Cabane d'Arnassant
Le fantôme
Cette ancienne petite bâtisse est située dans les salins du midi, sur la vieille chaussée de Beauregard qui reliait jadis Aigues-Mortes au Fort de Peccais. L’édifice est positionné en bord de chemin, sur un axe Nord Sud au lieu dit de Pont L’abbé (ou de la tynche). Le secteur était stratégique à l’époque, car situé au point de jonction entre trois étangs: Caytives, la ville et le Roy. Des travaux modernes sur la chaussée et le chemin ont effacés toute trace de l’ensemble du bâtiment, empêchant l’estimation de sa superficie d’origine.

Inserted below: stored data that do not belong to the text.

Issue #6, opened 2015-08-21
events_network should use poll instead of select


cperciva:
select has a hard limit on the highest socket number it supports; poll has the same (less than ideal) performance with large numbers of sockets, but doesn't have any hard limit.  See https://github.com/Tarsnap/spiped/issues/24.

gperciva:
(for the record, I just edited cperciva's comment so that the `spiped#24` was an actual link.  Interestingly, I can see no record that I changed this; even https://github.com/Tarsnap/spiped/issues/24 says "cperciva just referenced this issue".  I guess github issue editing operates on the honour system?)

cperciva:
Ah, thanks -- I thought I used the right syntax and was confused when it didn't autolinkify.

gperciva:
Easiest way: just copy&paste the actual URL.  github automatically turns it into the syntax you see above.

mc0:
Thank you for all of the great tools from your small team. Just pinging this issue to give some feedback.

This one issue makes the usage of spiped way more complicated for anything involving a decent amount of connections on the server end. We are having to set up an haproxy in front of many spiped processes. I'd love to work on this but I think it'd take me a long time to get a handle on all of how libcperciva works with regard to sockets. Also, it looks like spiped has its own version of libcperciva?[1]

Also, would it be better to also add backwards-compat support for epoll as part of this small rewrite?

1: https://github.com/Tarsnap/spiped/tree/master/libcperciva

gperciva:
Hi @mc0,

I can't speak to the epoll / sockets stuff, but I can clarify libcperciva.  The libcperciva files inside spiped should be the same as those found in the libcperciva respository and other Tarsnap repositories.  If you notice a difference, please let us know so that we can update those files.  :)
(that said, spiped does not have all the libcperciva files -- only those relevant to spiped)

cperciva:
@mc0 As @gperciva says, the copy of libcperciva in spiped is a sparse copy which (for the parts used) should be in sync with libcperciva.  Given that most users of libcperciva only take a few functions, it didn't make sense to build libcperciva into shared object files which other programs would use.

You should be able to replace select with poll without touching anything beyond of https://github.com/Tarsnap/libcperciva/blob/master/events/events_network.c .

I'd prefer to start by switching to poll, since that's portable, before adding support for unportable improvements like epoll / kqueue / etc.

cperciva:
[...]

PR #18, opened 2016-05-17
Use poll(2) instead of select(2) in events/events_network.c

TimWolla:
Closes Tarsnap/libcperciva#6
---

I've done some basic checks using spiped and valgrind. spiped transfers data and valgrind does not report any memory errors when running spiped with the `-1` option. I'm sure I still did something horribly wrong, as I never really worked with event based C networking before. I'm sure you'll examine the patch closely, as always :wink:

### DIFF
--- a/events/events_network.c
+++ b/events/events_network.c
@@ -1,4 +1,4 @@
-#include <sys/select.h>
+#include <poll.h>
 
 #include <errno.h>
 #include <stdlib.h>
@@ -19,12 +19,12 @@ struct socketrec {
 ELASTICARRAY_DECL(SOCKETLIST, socketlist, struct socketrec);
 static SOCKETLIST S = NULL;
 
-/* File descriptor sets containing unevented ready sockets. */
-static fd_set readfds;
-static fd_set writefds;
+/* File descriptors to be polled. */
+static struct pollfd * fds = NULL;
+static nfds_t nfds;
 
 /* Position to which events_network_get has scanned in *fds. */
-static size_t fdscanpos;
+static nfds_t fdscanpos;
 
 /* Number of registered events. */
 static size_t nev;
@@ -46,7 +46,7 @@ initsocketlist(void)
 	nev = 0;
 
 	/* There are no unevented ready sockets. */
-	fdscanpos = FD_SETSIZE;
+	fdscanpos = 0;
 
 done:
 	/* Success! */
@@ -102,7 +102,7 @@ events_network_register(int (*func)(void *), void * cookie, int s, int op)
 		goto err0;
 
 	/* Sanity-check socket number. */
-	if ((s < 0) || (s >= (int)FD_SETSIZE)) {
+	if (s < 0) {
 		warn0("Invalid file descriptor for network event: %d", s);
 		goto err0;
 	}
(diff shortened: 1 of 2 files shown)


events/events_network.c
```diff
@@ -239,30 +249,39 @@ events_network_select(struct timeval * tv)
...
-	FD_ZERO(&writefds);
-
-	/* ... and add the ones we care about. */
-	for (i = 0; i < socketlist_getsize(S); i++) {
-		if (socketlist_get(S, i)->reader)
-			FD_SET(i, &readfds);
-		if (socketlist_get(S, i)->writer)
-			FD_SET(i, &writefds);
+	if (fds == NULL) {
+		if ((fds = calloc(socketlist_getsize(S), sizeof(struct pollfd))) == NULL) {
```
gperciva: Comment here, please.  (something like "Allocate socket list" ?)

events/events_network.c
```diff
@@ -341,6 +376,11 @@ events_network_shutdown(void)
 	if (nev > 0)
 		return;
 
+	if (fds != NULL) {
```
gperciva: Comment here, please.  ("Free the fd list" ?)

events/events_network.c
```diff
@@ -136,6 +136,15 @@ events_network_register(int (*func)(void *), void * cookie, int s, int op)
 		goto err0;
 
 	/*
+	 * There is a new socket/operation pair:
+	 * Rebuild the fd list on the next call to events_network_select().
+	 */
+	if (fds != NULL) {
```
cperciva: Not good.  In the common case that a callback reads/writes data and then immediately re-registers itself to read/write more, this will result in the fd list being regenerated after every network I/O.  Worse, if there are many readable/writable sockets, the lowest-numbered one will always get the chance to do something and the higher-numbered sockets will get starved.

TimWolla: I think this problem existed before as well: The fd sets were cleared for every call to select, no? If not I'd like to understand the difference, as I said: I never worked with event based C networking before.

see: https://github.com/Tarsnap/libcperciva/pull/18/files#diff-6745fd3f7945293c64b6fbcc79828177L243

cperciva: Yes, the fd sets were being cleared for every call to select.  But not for every register/deregister call.  The scenario I'm concerned about here is
1. select gets called (once)
2. 100 active connections get callbacks to read/write data and register new callbacks.

TimWolla: Ah, I see. I'll think about this and see what I'll do about this, might take a bit (depending on my free time :smile:).

cperciva: Taking a bit of time is fine.  This issue has sat open for quite a while already. :-)

But I wonder if it would be enough to set a flag for "regenerate list" rather than throwing it away entirely here...?

gperciva:
@TimWolla, are you still interested in this change?  I just added a few updates to https://github.com/Tarsnap/libcperciva/commits/TimWolla-poll-updated.

My next step is to tackle the "regenerate list" comment that @cperciva made, although like you, I'm new to event-based C networking.  If you're interested and think you have a handle on this problem, I'd be happy to leave it up to you.  :)

TimWolla:
> @TimWolla, are you still interested in this change?

Not at this moment. I lack the time to dive deeper into this.

cperciva:
Closing this for now since the submitter is busy and @gperciva is working on the same functionality in #39.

La bâtisse est à l’état de ruine de nos jours, seules les fondations et le bas de mur sud sont encore visibles. La présence d’un support métallique scellé à hauteur d’homme à côté de l’ancienne porte, atteste que la structure d’origine était destinée à un usage douanier. Cette pièce en fonte griffée « Château Frères & Cie – DE COLLIN ET WAGNER » nous informe sur la fonction de l’objet. Il s’agit de la partie fixe d’un contrôleur de ronde permettant le pointage régulier d’un veilleur surveillant le secteur. Le fonctionnaire transportait sur lui un mécanisme d’horlogerie, qu’il insérait dans la partie fixe, permettant ainsi de faire tourner un disque qui était poinçonné à chaque passage. Ce mécanisme breveté en 1854 dû connaitre un certain succès car en 1870 le catalogue du fabricant dénombre environ 300 clients, en grande partie liés à l’administration et notamment les douanes.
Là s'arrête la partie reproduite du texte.